- PROBLEM DETAILS
Each line below that contains the word "module" must be copied.

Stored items
*** Block opens ***
PR #1995, opened 2026-08-31
fix(notebook-network): restore protected kernel startup

ewen-poch:
## Problem

In the packaged Windows x64 app (`0.24.0`), enabling Notebook network protection can leave the sandbox status at `ready` while every kernel exits before dispatch. A minimal Python cell reports `Notebook kernel process exited.`; the same session's Bash/package path exposes `restore filesystem ACL for C:\Program Files\GitHub CLI: Access is denied. (0x80070005)`.

Two related behaviors cause and preserve the failure:

1. The narrowed Notebook environment omits `ProgramFiles`, `ProgramFiles(x86)`, and `ProgramW6432`. The AppContainer host therefore cannot classify Program Files PATH entries as intrinsically readable and attempts an unnecessary unelevated ACL grant.
2. A failed transaction can leave an owner-recorded ACL snapshot with no active lease. Recovery then attempts a privileged restore even when the current ACL already exactly matches that snapshot, so affected installations continue to fail before a kernel starts.

## Proposed change

- Preserve the three non-secret Program Files directory variables in the Windows Notebook process environment.
- Make ACL restoration idempotent: skip the privileged write only when the current captured ACL exactly equals the owned snapshot; keep exact fail-closed restoration when it differs.
- Rebuild the checked-in x64 and ARM64 AppContainer hosts and update their integrity hashes.

## Scope and non-goals

- No database fields, schema migration, application data-model changes, or new enum/status values.
- No UI or interaction change; the generic kernel-exit presentation is intentionally unchanged.
- No network-policy, allow-list, or sandbox architecture change.
- No release architecture expansion; the existing ARM64 runtime selection now receives the same native fix as x64.

Historical compatibility is intentional. Existing `acl-state.json` files keep the same format and owner. On the next owner recovery, an unchanged inactive snapshot can be pruned without `WRITE_DAC`; a genuinely changed ACL is still restored exactly or recovery fails closed. This is the only persisted-state impact.

The regression tests were first run against behavior-preserving test seams and failed for the reported causes, then passed after the implementation.

- Windows environment projection -> `npm test -- src/main/notebook/process-environment.test.ts -t "preserves Windows system-directory metadata required by the protected launcher"` -> 1 passed after the final edit.
- Windows shell consumer contract -> `npm test -- src/main/notebook/shell-process.test.ts` -> 10 passed, 5 platform-skipped after the final edit.
- Historical ACL recovery and changed-ACL fail-closed branch -> `cargo test --locked --manifest-path packages/notebook-network-sandbox/vendor/windows-src/Cargo.toml acl_snapshot_restore_skips_only_unchanged_acl -- --nocapture` -> 1 passed after the final edit.
- Sandbox owner/resource behavior -> `npm run test:module -- notebook_network_sandbox` -> 69 passed, 11 platform-skipped after the final edit.
- Bundled host integrity -> `npm test -- packages/notebook-network-sandbox/src/resources.test.ts` -> both x64 and ARM64 resources passed after the final edit.
- ARM64 native build -> [Temporary Notebook ARM64 host build](https://github.com/aipoch/open-science/actions/runs/33454574464) -> passed; the artifact was built from Rust source and lock files byte-identical to this PR.
- Electron main-process contracts -> `npm run typecheck:node` -> passed after the final edit.
- Repository lint -> `npm run lint` -> passed after the final edit.
- Rust formatting and patch whitespace -> `cargo fmt --manifest-path packages/notebook-network-sandbox/vendor/windows-src/Cargo.toml -- --check` and `git diff --check` -> passed.

The full Rust suite reached 7 passed / 1 failed locally. The existing `acl_snapshot_restore_preserves_inheritance_control` test could not modify a newly created test directory DACL on this workstation (`Access is denied`) and failed before calling the changed restoration path. The clean Windows PR lane remains authoritative for that ACL integration test and native-host smoke coverage. The installed application's durable state was not mutated for a post-fix live probe.

## Review focus

- Confirm the Program Files variables are the minimum metadata needed by the existing AppContainer classifier.
- Confirm equality is checked against the full ACL snapshot before skipping restoration and that different snapshots still invoke the restore path.
- Confirm the compatibility behavior stays inside the native ACL-state owner and does not weaken cleanup of changed ACLs.


ewen-poch:
Addressed the Windows shell contract in cca2250a5. Preserving ProgramFiles is intentional for both kernel and shell processes because both cross the protected AppContainer launcher boundary; shell-process.test.ts now asserts that metadata remains available while host secrets remain excluded. The focused consumer test and the second full PR Gate pass.\n\nThe ARM64 finding is valid for an ARM64 package: runtime selection supports that architecture even though the current Windows release matrix only emits x64. Rebuilding and checking in the ARM64 executable would expand the current changed-file set to the ARM64 binary and its integrity hash, so I am pausing that scope expansion for maintainer confirmation before changing the PR.

ewen-poch:
Addressed the ARM64 P1 in 9f0fccb4b. The bundled ARM64 AppContainer host was rebuilt with the repository's documented cargo-xwin path in [this isolated build](https://github.com/aipoch/open-science/actions/runs/33454574464). The build used main.rs, Cargo.toml, and Cargo.lock files byte-identical to this PR. The downloaded artifact reports AA64 machine (ARM64); its checked-in SHA-256 is 2ecca8baa0ce5062ba723d9a01888461019f04c051dadd0fbb38c078133f7f3. The two-architecture resource integrity test and the Notebook sandbox module suite pass locally.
*** Block closes ***
- FINAL ANSWER
- Sandbox owner/resource behavior -> `npm run test:module -- notebook_network_sandbox` -> 69 passed, 11 platform-skipped after the final edit.
Addressed the ARM64 P1 in 9f0fccb4b. The bundled ARM64 AppContainer host was rebuilt with the repository's documented cargo-xwin path in [this isolated build](https://github.com/aipoch/open-science/actions/runs/33454574464). The build used main.rs, Cargo.toml, and Cargo.lock files byte-identical to this PR. The downloaded artifact reports AA64 machine (ARM64); its checked-in SHA-256 is 2ecca8baa0ce5062ba723d9a01888461019f04c051dadd0fbb38c078133f7f3. The two-architecture resource integrity test and the Notebook sandbox module suite pass locally.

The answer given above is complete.